# Proving that the first two and last two indices of the Riemann curvature tensor commute

I’ve always been confused with the combinatorial aspect of proving the properties of the Riemann curvature tensor. I want to record my proof of the fact that $R(X,Y,Z,W)=R(Z,W,X,Y)$. This is different from the standard proof given in books. I have been unable to prove this theorem in the past, and hence am happy to write down my proof finally.

Define the function $f(R(X,Y,Z,W))=R(X,Y,Z,W)-R(Z,W,X,Y)$. We want to prove that this function is $0$.

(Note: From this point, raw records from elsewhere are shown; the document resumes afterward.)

PR #488, opened 2022-07-25
Test latest 3.11 beta

tonybaloney:
This PR will change the test matrix to use the latest beta of Python 3.11 (currently b4) instead of alpha 5.


rayluo (approved):
Works like a charm! Thanks. Merging.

By simple usage of the facts that $R(X,Y,Z,W)+R(Y,Z,X,W)+(R(Z,X,Y,W)=0$ and that switching the first two or last two vector fields gives us a negative sign, we can see that $R(X,Y,Z,W)-R(Z,W,X,Y)=R(X,W,Y,Z)-R(Y,Z,X,W)$.

Hence, $f(R((X,Y,Z,W))=f(R(X,W,Y,Z))$
Now note that $R(X,Y,Z,W)=R(Y,X,W,Z)$. This is obtained by switching the first two and last two indices. However, $R(Y,X,W,Z)-R(W,Z,Y,X)=R(Y,Z,X,W)-R(X,W,Y,Z)=-f(R(X,W,Y,Z)$.

As $f(R(X,Y,Z,W))=$ both positive and negative $f(R(X,W,Y,Z))$, we can conclude that it is $0$.

Hence, $R(X,Y,Z,W)=R(Z,W,X,Y)$.

It is not easy to prove this theorem because just manipulating the indices mindlessly (or even with some gameplan) can lead you down a rabbithole without ever reaching a conclusion. Meta-observations, like the above, are necessary to prove this assertion.